O avanço da população evangélica no Brasil pode influenciar diretamente o cenário político das próximas eleições presidenciais. De acordo com um estudo da Mar Asset Management, o crescimento desse grupo, aliado a um posicionamento político majoritariamente resistente ao Partido dos Trabalhadores (PT), representa um desafio para uma eventual tentativa de reeleição do presidente Luiz Inácio Lula da Silva em 2026.
Segundo o levantamento, os evangélicos devem representar cerca de 35,8% da população brasileira até 2026, um aumento significativo em relação aos 32,1% registrados em 2022. A projeção foi feita com base em dados do IBGE, considerando tendências demográficas e religiosas observadas nos últimos anos.
O estudo também aponta que, historicamente, o PT e partidos de esquerda apresentam desempenho eleitoral mais fraco em municípios com maior presença de evangélicos.
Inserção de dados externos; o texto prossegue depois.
PR #2580, opened 2022-12-12
Fixed roundcube carddav module

fastlorenzo:
## What type of PR?

bug-fix

## What does this PR do?

This makes the Carddav module of roundcube to work again.

Changes made:
- Add 2 missing packages in the container (`php81-xmlreader` and `php81-xmlwriter`)
- Disable one rule in snuffleupagus that blocked the web request needed from the plugin to interact with carddav

### DIFF
--- a/webmails/snuffleupagus.rules
+++ b/webmails/snuffleupagus.rules
@@ -84,6 +84,7 @@ sp.disable_function.function("ini_set").param("option").value("include_path").dr
 sp.disable_function.function("ini_set").param("option").value("open_basedir").drop();
 
 # Detect some backdoors via environment recon
+sp.disable_function.function("ini_get").filename("/var/www/roundcube/vendor/guzzlehttp/guzzle/src/functions.php").param("option").value("allow_url_fopen").allow();
 sp.disable_function.function("ini_get").param("option").value("allow_url_fopen").drop();
 sp.disable_function.function("ini_get").param("option").value("open_basedir").drop();
 sp.disable_function.function("ini_get").param("option").value_r("suhosin").drop();
@@ -97,7 +98,7 @@ sp.disable_function.function("is_callable").param("value").value("eval").drop();
 sp.disable_function.function("is_callable").param("value").value("exec").drop();
 sp.disable_function.function("is_callable").param("value").value("system").drop();
 sp.disable_function.function("is_callable").param("value").value("shell_exec").drop();
-sp.disable_function.function("is_callable").filename_r("/app/libraries/snappymail/pgp/gpg\.php$").param("value").value("proc_open").allow();
+sp.disable_function.function("is_callable").filename_r("^/var/www/snappymail/snappymail/v/\d+\.\d+\.\d+/app/libraries/snappymail/pgp/gpg\.php$").param("value").value("proc_open").allow();
 sp.disable_function.function("is_callable").param("value").value("proc_open").drop();
 sp.disable_function.function("is_callable").param("value").value("passthru").drop();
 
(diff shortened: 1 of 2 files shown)


webmails/snuffleupagus.rules
```diff
@@ -84,7 +84,7 @@ sp.disable_function.function("ini_set").param("option").value("include_path").dr
 sp.disable_function.function("ini_set").param("option").value("open_basedir").drop();
 
 # Detect some backdoors via environment recon
-sp.disable_function.function("ini_get").param("option").value("allow_url_fopen").drop();
+# sp.disable_function.function("ini_get").param("option").value("allow_url_fopen").drop(); # Disabled as this is necessary for carddav plugin to work
```
nextgens, line 87: Please enable it only for the required file instead of disabling it globally.
https://snuffleupagus.readthedocs.io/config.html#virtual-patching

nextgens (dismissed):

webmails/snuffleupagus.rules
fastlorenzo: Done ;)

fastlorenzo:
FYI this was the error: 
```
[12-Dec-2022 14:26:59] WARNING: [pool php] child 8465 said into stderr: "NOTICE: PHP message: PHP Fatal error:  [snuffleupagus][0.0.0.0][disabled_function][drop] Aborted execution on call of the function 'ini_get', because its argument '$option' content (allow_url_fopen) matched a rule in /var/www/roundcube/vendor/guzzlehttp/guzzle/src/functions.php on line 114"
```

webmails/snuffleupagus.rules
```diff
@@ -84,6 +84,7 @@ sp.disable_function.function("ini_set").param("option").value("include_path").dr
 sp.disable_function.function("ini_set").param("option").value("open_basedir").drop();
 
 # Detect some backdoors via environment recon
+sp.disable_function.function("ini_get").filename_r("/var/www/roundcube/vendor/guzzlehttp/guzzle/src/functions\.php$").param("option").value("allow_url_fopen").allow();
```
nextgens, line 87: Please use filename() instead; no need for the regexp engine here.

nextgens (changes requested):

webmails/snuffleupagus.rules
fastlorenzo: I did first, but then noticed on line 101 you used filename_r and wanted to keep consistent: https://github.com/Mailu/Mailu/blob/d0061b95e8dda06ee79d2337b15cbbb1d123ffd9/webmails/snuffleupagus.rules#L101

Any reason for this?

nextgens: That has an actual regexp; in snappymail the path changes for each version.

fastlorenzo: @nextgens sorry but I don't see the version check in the following string: `/app/libraries/snappymail/pgp/gpg\.php$`
Am I missing something or is it a mistake?

nextgens: The version is on the left side of the path... that's why this is a regexp.

The full path is:
``/var/www/snappymail/snappymail/v/2.21.3/app/libraries/snappymail/pgp/gpg.php``

nextgens: If you want to change it to be more specific, be my guest :)

``^/var/www/snappymail/snappymail/v/\d+\.\d+\.\d+/app/libraries/snappymail/pgp/gpg\.php$``

fastlorenzo: gotcha now, thanks :) I'll make it more specific then so it's more clear ;)

nextgens (approved):
LGTM, if you could confirm that snappymail's carddav also works that'd be great.

fastlorenzo:
> LGTM, if you could confirm that snappymail's carddav also works that'd be great.

let me check it as well

Diman0 (approved):

PR #2581, opened 2022-12-14
fix missing casting to int for SESSION_KEY_BITS

fastlorenzo:
## What type of PR?

bug-fix

## What does this PR do?

This PR adds a missing env var casting for the `SESSION_KEY_BITS` variable.
When trying to provide a different value via env var, the value is passed as a string and then compared to a int.
The following check then throws a cast error: https://github.com/Mailu/Mailu/blob/50c7fa882e0a2cea57cecdd4b9c89bba13362f5a/core/admin/mailu/utils.py#L309-L312

## Prerequisites


nextgens (approved):
LGTM

ghostwheel42 (approved):

Issue #202, opened 2018-04-14
Update Jekyll configuration to not emit .html extension


lindydonna:
A friend pointed out that our docs URLs look a bit "old school" with the `html` extension. There should be a simple Jekyll config that fixes this.

lblackstone:
Here are a couple related links:
https://medium.com/@mittalyashu/how-to-remove-html-extension-in-jekyll-efeb48bd725f
https://github.com/pulumi/docs/pull/684

Summary:
Jekyll will generate links without the `.html` extension if they include a trailing `\`. A possible alternative would be creating "duplicate" S3 buckets for links with both a `link.html` key and a bare `link` key.

chrsmith:
With #684, this should be "fixed". And it's just a matter of linking to the non-`.html` versions of files, and adding redirects to canonicalize the cleaner URLs. Let me see the extent to which we need to change things here, and if there is anything missing.

chrsmith:
Looks like @cnunciato is a better owner for this in the current milestone. Here's my thinking about how to tackle this in the short-term:

- Move to a world where we just emit pages as `/foo/index.html` instead of `foo.html`. See https://github.com/pulumi/docs/pull/1022 and https://github.com/pulumi/docs/pull/1014 as examples of this type of approach.

An approach we _could_ take, but probably shouldn't:

- Modify `infrastructure/index.ts` to make a copy of any `.html` files it puts into S3 and removes the extension, but sets the appropriate `Content-Type` header. So we create both a `/foo.html` and `/foo` object in the S3 bucket, which would allow us to serve `/foo` and `/foo.html` when deployed.

  This actually works surprisingly well, but seems dubious because we would be fighting against Jekyll (which will always emit the .html file). It seems like if we wanted to do this, we should instead not serve content directly from S3, but standup some small web server to have the logic to map a request for `/foo` to check for an S3 object `/foo`, and if not present, fallback to `/foo.html`. (Essentially what the built-in webserver does when you run `jekyll serve`.)

cnunciato:
Waiting on the outcome of #1034 on this (since it'd be handled by Hugo out of the box).

justinvp:
Taking this over as I've already taken care of it as part of #1088

PR #684, opened 2018-11-26
Trim .html postfix on S3 bucket keys

lblackstone:


lblackstone:
This won't work like I was thinking. Closing this one out and will try a different approach.

chrsmith:
Thanks for taking a swing at this issue, which should fix #202 . What you have is close to what we want, but as you already are aware, would break all of our existing links to files ending in `.html`.

An alternative would be to create a copy of the file but without the `.html` extension when we upload it to S3. That way, in addition to `foo.html`, we would also have `foo` in the S3 bucket as well (which would be served at http://.../foo (without the .html suffix).

To do that, the necessary change would be to do something like: if the file extension is .html and the file without the .html extension isn't already found (i.e. don't clobber/overwrite), then create a _second_ `aws.s3.BucketObject` object with the trimmed key, like you have in the PR.

The only additional nuance is that we'd probably need to set the `Content-Type` property for the file, since without the `.html` extension it might default to the wrong thing. But as long as we keep the `contentType: getMimeType(filePath)` line, we'll probably be just fine.

joeduffy:
That sounds like what I was thinking too. The only hitch is whether there could be legitimate scenarios where we have both `foo.html` and `foo` as objects already, in which case the simple algorithm suggested would end up overwriting a legitimate file. Is this something we need to worry about?

PR #686, opened 2018-11-27
Update readme

atpoirie:
Update to correct region name and use latest AMZN Linux AmI


lukehoban:
BTW - the good news is that the comment was wrong and the previous AMI was indeed in `us-east-1` (or else this quickstart would not have been working as documented).  However, great to fix the comment and update to the latest AMI.

PR #689, opened 2018-11-28
Use shorter shortlinks

lblackstone:
Rather than needing to choose a meaningful name for each "shortlink",
use an alphanumeric 6-character link. Updated README with a command
to generate a link in this format.


lblackstone:
@chrsmith Added a script and updated the README

scripts/create_short_url.sh
```diff
@@ -0,0 +1,45 @@
+#!/usr/bin/env bash
+
```
chrsmith: Let's add a big long, comment explaining what this script does.

scripts/create_short_url.sh
```diff
@@ -0,0 +1,45 @@
...
+set -o errexit -o pipefail
+cd "$(dirname "${BASH_SOURCE}")/.."
+
+if [[ $# -ne 2 && $# -ne 3 ]]; then
+    cat << EOF
+Usage: create_short_url.sh <target_link> <filename> [shortlink]
```
chrsmith: Nit: If we ever rename the script this would be out of date, `$0` can be used instead of `create_short_url.sh`.

scripts/create_short_url.sh
```diff
@@ -0,0 +1,45 @@
...
+
+# If shortlink not provided, generate a random 6-character alphanumeric link
+if [[ ! ${SHORTLINK} ]]; then
+    PERMALINK="$(LC_ALL=C tr -dc 'a-z0-9' </dev/urandom | head -c6 ; echo)"
+else
+    PERMALINK="${SHORTLINK}"
+fi
+
+RELATIVEPATH="./shortlinks/${FILENAME}.md"
+FILEPATH=$(echo "$(cd "$(dirname "$RELATIVEPATH")"; pwd -P)/$(basename "$RELATIVEPATH")")
```
chrsmith: To cut down on the nested expressions, could we have `FOO=$(cd "$(dirname "$RELATIVEPATH")"; pwd -P)` and then reference `$FOO` here instead?

chrsmith: Nit: To be consistent with the rest of the file, we should use `${RELATIVEPATH}`, right?

PR #693, opened 2018-11-28
Update docs for v0.16.6

pgavlin:


pgavlin:
I'm not sure that we actually want to update the package docs for anything besides `@pulumi/pulumi`. Thoughs @lukehoban @ellismg ?

ellismg:
I think you are correct about just updating @pulumi/pulumi docs.

I am 87% sure that the trailing newline in latest-version is not going to cause problems but we have never done it before, so do you mind removing it until we can actually test how the bash script handles it?


LGTM otherwise.

reference/changelog.md
```diff
@@ -24,6 +24,11 @@ redirect_from: /install/changelog.html
     </thead>
     <tbody>
 
+        <tr>
+            <th scope="row"><a href="https://github.com/pulumi/pulumi/blob/v0.16.6/CHANGELOG.md#0166-released-novemeber-28th-2018">0.16.6</a></th>
```
justinvp: I [fixed](https://github.com/pulumi/pulumi/pull/2249) the `novemeber` typo in CHANGELOG.md and didn't realize it was being referenced here. We should fix here as well.

PR #711, opened 2018-12-11
Force Powershell to use TLS1.2

ellismg:
We will be moving get.pulumi.com over to requring TLS 1.2 in a short
while. When we do so, some versions of PowerShell will not establish a
secure connection to this host by default.

We must force PowerShell to use TLS 1.2 in this case, otherwise our
call to download the install.ps1 script and then run it would fail.


ellismg:
Validated that without this extra piece, powershell refused to download from get.pulumi-staging.io, which now has the change to require TLS 1.2

PR #714, opened 2018-12-14
Release 0.16.8 CLI

ellismg:


ellismg:
> I guess there were no API or CLI changes that needed updating in docs?

Correct.  The payload only contains a single fix in the implementation of the CLI.  No other changes:

PR #710, opened 2018-12-11
Add Kubernetes the Prod Way

hausdorff:

PR #716, opened 2018-12-18
Address comments in #710

hausdorff:


hausdorff:
@lukehoban LGTM'd this over slack.

PR #724, opened 2018-12-25
Docs update for pulumi 0.16.9

ellismg:


reference/changelog.md
```diff
@@ -23,6 +23,11 @@ redirect_from: /install/changelog.html
         </tr>
     </thead>
     <tbody>
+        <tr>
+            <th scope="row"><a href="https://github.com/pulumi/pulumi/blob/master/CHANGELOG.md#0169-released-december-24th-2018">0.16.9</a></th>
```
ellismg: The `master` here is unfortunate, but correct.  I forgot to actually put the release date in CHANGELOG.md before doing the release, so the tagged commit does not have the correct title and hence does not have the correct link.

PR #726, opened 2018-12-26
Unset the body background color

cnunciato:
Applying a dark background color to the body tag causes some browsers (Chrome, Firefox, Safari) to paint the scroll thumb in a light color in order to provide suitable contrast, but since we’re setting the background color of page _content_ back to white, the scroll thumb gets lost, which makes it difficult to visualize the size of a page and one’s scroll position within it.

Before & after:


joeduffy:
LGTM, good find! 👍

PR #730, opened 2019-01-01
Added plugin section to Azure setup instructions

DaRosenberg:


lukehoban:
@DaRosenberg Do you recall what set of steps you followed that lead to you getting an error here?  In general, our goal is that `pulumi plugin install` is not needed under any normal circumstances - that should happen automatically as part of installing NPM or PyPI packages.  It may make sense to add additional docs here - but ideally we would not be guiding folks to do this as part of the mainline experience as they shouldn't have to (and we should fix or document any bugs that are currently getting in the way of that).

DaRosenberg:
@lukehoban I first followed the steps in this page just to get Azure CLI 2.0 installed and do the authentication. I then created a new project based on the `typescript-azure` template. I believe the `npm install` happened automatically at this point, because I got full IntelliSense for all the Azure-specific stuff. As soon as I tried to do a `pulumi preview` on that new project however, Pulumi showed an error message which stated that the plugin had to be installed.

DaRosenberg:
@lukehoban I keep getting hit by this, now in a CI/CD scenario on Azure DevOps.

I have my release pipeline set up to first install Pulumi like `curl -fsSL https://get.pulumi.com | sh`, then do an `npm install` and then do a `pulumi up`. All three steps run as expected, but the last one fails like so:

```
2019-01-20T20:54:00.7752180Z ++ pulumi up --yes
2019-01-20T20:54:01.5463334Z Previewing update (retrospect-svcReplika-dev):
2019-01-20T20:54:02.6144812Z error: could not load plugin for azure provider 'urn:pulumi:retrospect-svcReplika-dev::RetrospectSvcReplika::pulumi:providers:azure::default': no resource plugin 'azure-v0.16.6' found in the workspace or on your $PATH, install the plugin using `pulumi plugin install resource azure v0.16.6`
2019-01-20T20:54:02.6200241Z ##[debug]Exit code 255 received from tool '/bin/bash'
2019-01-20T20:54:02.6209895Z ##[debug]STDIO streams have closed for tool '/bin/bash'
2019-01-20T20:54:02.6283375Z ##[error]Bash exited with code '255'.
```

lukehoban:
Sorry for a long delay @DaRosenberg.  

We really want to avoid users having to explicitly run `pulumi plugin install` manually in any normal situation.  So I'd prefer not to take this PR as-is.  I *would* still love to get to the bottom of why plugins aren't getting installed correctly for you.  If you are still seeing this - could you open an issue to track in the https://github.com/pulumi/pulumi repo?  In particular, I'd love to see the output of your `npm install` command in CI, as well as the output of `pulumi plugin ls` after running `npm install`.

Issue #738, opened 2019-01-09
Formatting issue causing nested elements


clstokes:
At https://pulumi.io/reference/pkg/nodejs/@pulumi/aws/config/#insecure it seems an HTML element isn't getting closed or some code elements aren't getting escaped properly.

Theory about the issue from Joe:
> It's generating `__config.getObject<boolean>` and, for some reason, the `<boolean>` bit isn't getting translated to `&lt;boolean&gt;` like it should be.

Screenshot for posterity's sake:
![image](https://user-images.githubusercontent.com/293763/50869467-ede14200-1368-11e9-80ab-72c588893176.png)

PR #739, opened 2019-01-09
HTML escape default values

joeduffy:
I hadn't realized that the DefaultValue fields for let/const
initializers would contain complex expressions, in the form of
strings. By emitting them as-is, we can end up emitting text like

    let foo = __config.getObject<boolean>("foo");

in the middle of a chunk of HTML. The <boolean> part is then
interpreted as an HTML tag, and it leads to awful <div> mismatches
that garble the layout of the remainder of the page.

The fix here is to simply HTML encode those values in the result.

Fixes pulumi/docs#738.


joeduffy:
@clstokes I've regenerated the AWS docs with the fix, so that you can eyeball that it did the right thing; see https://github.com/pulumi/docs/pull/739/commits/74e17ff8c3b3eaf8c3411e9105f2db3da1f81311.

Note that I'm going to regenerate all of the docs as a follow-on commit, which will be a big delta, as we've released newer package versions and so it'll contain new APIs, etc, in addition to the fix.

PR #809, opened 2019-01-28
Typo correction

andrewlayman:


andrewlayman:
One typo was missed.  I'll make the correction in the code.

PR #822, opened 2019-01-30
Describe the source of the snapshot file.

andrewlayman:


andrewlayman:
I'll make the change in the preview.go file.

PR #824, opened 2019-01-30
Explain what stacks are in more detail.

andrewlayman:


lukehoban:
I don't think we'll want to make this change to the core CLI docs - so closing this one out.

PR #829, opened 2019-01-31
Keep API Reference open when clicking a package

justinvp:
And make sure the Node.js and Python items show as selected when chosen.


joeduffy:
Magic ✨

If it works, :+1:, LGTM to me.

PR #830, opened 2019-01-31
Deploy to Production: Keep API Reference open when clicking a package

justinvp:
And make sure the Node.js and Python items show as selected when chosen.


justinvp:
I plan on merging this when green. Fix can be seen at https://staging.pulumi.io

Issue #791, opened 2019-01-25
Pulumi Python SDK needs documentation


swgillespie:
We need to document the `pulumi` package in addition to the provider documentation already present on the site. The doc generating tool in this repo generates poor documentation for `pulumi` and so we'll likely need to craft some Sphinx input by hand.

Esse padrão tem sido observado em diferentes pleitos e reforça a importância desse segmento no equilíbrio das forças políticas no país.
Além do crescimento numérico, analistas destacam que o engajamento político desse grupo tem se intensificado, influenciando debates sobre valores, costumes e políticas públicas. Isso amplia o peso dos evangélicos no cenário eleitoral e pode impactar estratégias de campanha dos principais candidatos.
Apesar disso, especialistas ressaltam que o resultado de uma eleição depende de múltiplos fatores, como economia, alianças políticas e desempenho do governo. Ainda assim, o crescimento desse segmento religioso surge como um elemento relevante na disputa presidencial que se aproxima.